**What the task requires**
Look through the entries below and return all lines including the word "boolean".

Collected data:
PR #270, opened 2017-08-08
code-push-patch

buptkang:
This PR migrates `codepush patch` into mobile center:

The original codepush patch command [illustration](https://github.com/Microsoft/code-push/tree/master/cli#patching-update-metadata).

The current version:
screen shot 2017-08-08 at 3 33 38 pm

### DIFF
--- a/src/commands/codepush/patch.ts
+++ b/src/commands/codepush/patch.ts
@@ -2,7 +2,6 @@ import { AppCommand, CommandArgs, CommandResult, help, failure, ErrorCodes, succ
 import { out } from "../../util/interaction";
 import { inspect } from "util";
 import { MobileCenterClient, models, clientRequest, clientCall } from "../../util/apis";
-import * as _ from "lodash";
 import * as chalk from "chalk";
 import * as semver from "semver";
 
@@ -62,14 +61,14 @@ export default class PatchCommand extends AppCommand {
       return failure(ErrorCodes.Exception, "At least one property must be specified to patch a release.");
     }
 
-    if (this.rollout != null && this.rollout !== undefined) {
-      if (parseInt(this.rollout) < 0 || parseInt(this.rollout) > 100 || !/^(100|[1-9][0-9]|[1-9])$/.test(this.rollout)) {
+    if (this.rollout != null) {
+      if (!/^(100|[1-9][0-9]|[1-9])$/.test(this.rollout)) {
         return failure(ErrorCodes.Exception, `Rollout value should be integer value between ${chalk.bold('0')} or ${chalk.bold('100')}.`);
       }
     }
 
     const isValidVersion = (version: string): boolean => !!semver.valid(version) || /^\d+\.\d+$/.test(version) || /^\d+$/.test(version);
-    if (this.targetBinaryRange !== null && this.targetBinaryRange !== undefined && !isValidVersion(this.targetBinaryRange)) {
+    if (this.targetBinaryRange != null && !isValidVersion(this.targetBinaryRange)) {
       return failure(ErrorCodes.Exception, "Invalid binary version(s) for a release.");
     }
 
--- a/src/commands/codepush/patch.ts
+++ b/src/commands/codepush/patch.ts
@@ -90,14 +90,24 @@ export default class PatchCommand extends AppCommand {
       return failure(ErrorCodes.Exception, "Invalid binary version(s) for a release.");      
     }
 
-    let patch: models.LiveUpdateReleaseModification = {
-      targetBinaryRange: this.targetBinaryRange,
-      isMandatory: this.isMandatory === 'true' || this.isMandatory === 'True',
-      isDisabled: this.isDisabled === 'true' || this.isDisabled === 'True',
-      description: this.description,
-      rollout: parseInt(this.rollout)
+    let patch: models.LiveUpdateReleaseModification;
+    if (this.rollout!=null) {
+      patch = {
+        targetBinaryRange: this.targetBinaryRange,
+        isMandatory: this.isMandatory === 'true' || this.isMandatory === 'True',
+        isDisabled: this.isDisabled === 'true' || this.isDisabled === 'True',
+        description: this.description,
+        rollout: parseInt(this.rollout)
+      }
+    } else {
+      patch = {
+        targetBinaryRange: this.targetBinaryRange,
+        isMandatory: this.isMandatory === 'true' || this.isMandatory === 'True',
+        isDisabled: this.isDisabled === 'true' || this.isDisabled === 'True',
+        description: this.description,
+      }
     }
-
+    
     try {
       const httpRequest = await out.progress("Patching CodePush release...", clientRequest<models.LiveUpdateRelease>(
         (cb) => client.deploymentReleases.update(this.deploymentName, this.releaseLabel, patch, app.ownerName, app.appName, cb)));
--- a/src/commands/codepush/patch.ts
+++ b/src/commands/codepush/patch.ts
@@ -1,0 +1,116 @@
+import { AppCommand, CommandArgs, CommandResult, help, failure, ErrorCodes, success, getCurrentApp, shortName, longName, required, hasArg, position, name } from "../../util/commandline";
+import { out } from "../../util/interaction";
+import { DefaultApp } from "../../util/profile";
+import { inspect } from "util";
+import { MobileCenterClient, models, clientRequest, clientCall } from "../../util/apis";
+const _ = require("lodash");
+const chalk = require("chalk");
+import * as semver from "semver";
+
+const debug = require("debug")("mobile-center-cli:commands:codepush:patch");
+
+@help("Update the metadata for an existing release")
+export default class PatchCommand extends AppCommand {
+  
+  @help("CodePush deployment name")
+  @required
+  @name("ExistingDeploymentName")
+  @position(0)
+  public deploymentName: string;
+
+  @help("CodePush release label")
+  @required
+  @name("ExistingReleaseLabel")
+  @position(1)
+  public releaseLabel: string;
+
+  @help("update whether the release should be considered mandatory or not")
+  @shortName("m")
+  @longName("mandatory")
+  @hasArg
+  public isMandatory: string;
+
+  @help("update the description associated with the release")
+  @shortName("x")
+  @longName("disabled")
+  @hasArg
+  public isDisabled: string;
+
+  @help("update the semver range that indicates which binary version(s) a release")
+  @shortName("t")
+  @longName("targetBinaryVersion")
+  @hasArg
+  public targetBinaryRange: string;
+
+  @help("update the description associated with the release")
+  @shortName("des")
+  @longName("description")
+  @hasArg
+  public description: string;
+
+  @help("allows you to increase the rollout percentage of the target release")
+  @shortName("r")
+  @longName("rollout")
+  @hasArg
+  public rollout: string;
+
+  constructor(args: CommandArgs) {
+    super(args);
+  }
+
+  async run(client: MobileCenterClient): Promise<CommandResult> {
+
+    const app = this.app;
+    let release: models.LiveUpdateRelease;
+
+    if (this.targetBinaryRange == null && this.isDisabled == null && this.isMandatory == null && this.description == null && this.rollout == null) {
+      return failure(ErrorCodes.Exception, "At least one property must be specified to patch a release.");
+    }
+
+    if (this.isMandatory != null) {
+      if (this.isMandatory != 'true' && this.isMandatory != 'false') {
+        return failure(ErrorCodes.Exception, `Mandatory value should be either ${chalk.bold(true)} or ${chalk.bold(false)}.`);  
+      }
+    }
+
+    if (this.isDisabled != null) {
+      if (this.isDisabled != 'true' && this.isDisabled != 'false') {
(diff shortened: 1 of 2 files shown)


src/commands/codepush/patch.ts
```diff
@@ -0,0 +1,126 @@
+import { AppCommand, CommandArgs, CommandResult, help, failure, ErrorCodes, success, getCurrentApp, shortName, longName, required, hasArg, position, name } from "../../util/commandline";
+import { out } from "../../util/interaction";
+import { DefaultApp } from "../../util/profile";
```
sergey-akhalkov: Unused `DefaultApp` import here, I believe you should remove all unused imports if any.

src/commands/codepush/patch.ts
```diff
@@ -0,0 +1,126 @@
...
+      }
+    }
+
+    const isValidVersion = (version: string): boolean => !!semver.valid(version) || /^\d+\.\d+$/.test(version);
+    if (this.targetBinaryRange != null && !isValidVersion(this.targetBinaryRange)) {
+      return failure(ErrorCodes.Exception, "Invalid binary version(s) for a release.");      
+    }
+
+    let patch: models.LiveUpdateReleaseModification;
+    if (this.rollout!=null) {
```
sergey-akhalkov: Code style issue here, should be `this.rollout != null`

src/commands/codepush/patch.ts
```diff
@@ -0,0 +1,126 @@
...
+      patch = {
```
sergey-akhalkov: Duplicate code is here, what do you think about this?
```js
patch = {
    targetBinaryRange: this.targetBinaryRange,
    isMandatory: this.isMandatory === 'true' || this.isMandatory === 'True',
    isDisabled: this.isDisabled === 'true' || this.isDisabled === 'True',
    description: this.description,
}

if (this.rollout != null) {
    patch.rollout = parseInt(this.rollout);
}
```

src/commands/codepush/patch.ts
```diff
@@ -0,0 +1,126 @@
...
+        targetBinaryRange: this.targetBinaryRange,
+        isMandatory: this.isMandatory === 'true' || this.isMandatory === 'True',
```
sergey-akhalkov: `isMandatory: this.isMandatory === 'true' || this.isMandatory === 'True',` - I believe it would be better to use/impelent boolean variables parser/validator to avoid such kind of expressions.

src/commands/codepush/patch.ts
```diff
@@ -0,0 +1,126 @@
...
+      }
+    }
+
+    if (this.rollout != null) {
+      if (parseInt(this.rollout) < 0 || parseInt(this.rollout) > 100) {
+        return failure(ErrorCodes.Exception, `Rollout value should be integer value between ${chalk.bold(0)} or ${chalk.bold(100)}.`);
+      }
+    }
+
+    const isValidVersion = (version: string): boolean => !!semver.valid(version) || /^\d+\.\d+$/.test(version);
```
sergey-akhalkov: `const isValidVersion` check is out of date here, should be `const isValidVersion = (version: string): boolean => !!semver.valid(version) || /^\d+\.\d+$/.test(version) || /^\d+$/.test(version);`
Please take a look at https://github.com/Microsoft/code-push/blob/c5a294d503226536b3022b9e0c86303c2d14e29d/cli/script/command-executor.ts#L902

src/commands/codepush/patch.ts
```diff
@@ -0,0 +1,126 @@
...
+    }
+
+    if (this.isDisabled != null) {
+      if (this.isDisabled != 'true' && this.isDisabled != 'false') {
+        return failure(ErrorCodes.Exception, `Disabled value should be either ${chalk.bold(true)} or ${chalk.bold(false)}.`);  
+      }
+    }
+
+    if (this.rollout != null) {
+      if (parseInt(this.rollout) < 0 || parseInt(this.rollout) > 100) {
```
sergey-akhalkov: Should not we validate if `this.rollout` is a number or not?
Probably like this 
```js
export function isValidRolloutField(rollout: any): boolean {
        // rollout is an optional field, or when defined should be a number between 1-100.
        return /^(100|[1-9][0-9]|[1-9])$/.test(rollout);
    }
```

src/commands/codepush/patch.ts
```diff
@@ -0,0 +1,126 @@
+import { AppCommand, CommandArgs, CommandResult, help, failure, ErrorCodes, success, getCurrentApp, shortName, longName, required, hasArg, position, name } from "../../util/commandline";
+import { out } from "../../util/interaction";
+import { DefaultApp } from "../../util/profile";
+import { inspect } from "util";
+import { MobileCenterClient, models, clientRequest, clientCall } from "../../util/apis";
+const _ = require("lodash");
```
christav: Use `import` not `require`

src/commands/codepush/patch.ts
```diff
@@ -0,0 +1,126 @@
...
+  public isDisabled: string;
+
+  @help("update the semver range that indicates which binary version(s) a release")
+  @shortName("t")
+  @longName("targetBinaryVersion")
+  @hasArg
+  public targetBinaryRange: string;
+
+  @help("update the description associated with the release")
+  @shortName("des")
```
christav: shortName *must* be one character and one character only.

`mobile-center thing -des` will be parsed as if it was `mobile-center thing -d -e -s`

src/commands/codepush/patch.ts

**Answer**
     const isValidVersion = (version: string): boolean => !!semver.valid(version) || /^\d+\.\d+$/.test(version) || /^\d+$/.test(version);
+    const isValidVersion = (version: string): boolean => !!semver.valid(version) || /^\d+\.\d+$/.test(version);
sergey-akhalkov: `isMandatory: this.isMandatory === 'true' || this.isMandatory === 'True',` - I believe it would be better to use/impelent boolean variables parser/validator to avoid such kind of expressions.
+    const isValidVersion = (version: string): boolean => !!semver.valid(version) || /^\d+\.\d+$/.test(version);
sergey-akhalkov: `const isValidVersion` check is out of date here, should be `const isValidVersion = (version: string): boolean => !!semver.valid(version) || /^\d+\.\d+$/.test(version) || /^\d+$/.test(version);`
export function isValidRolloutField(rollout: any): boolean {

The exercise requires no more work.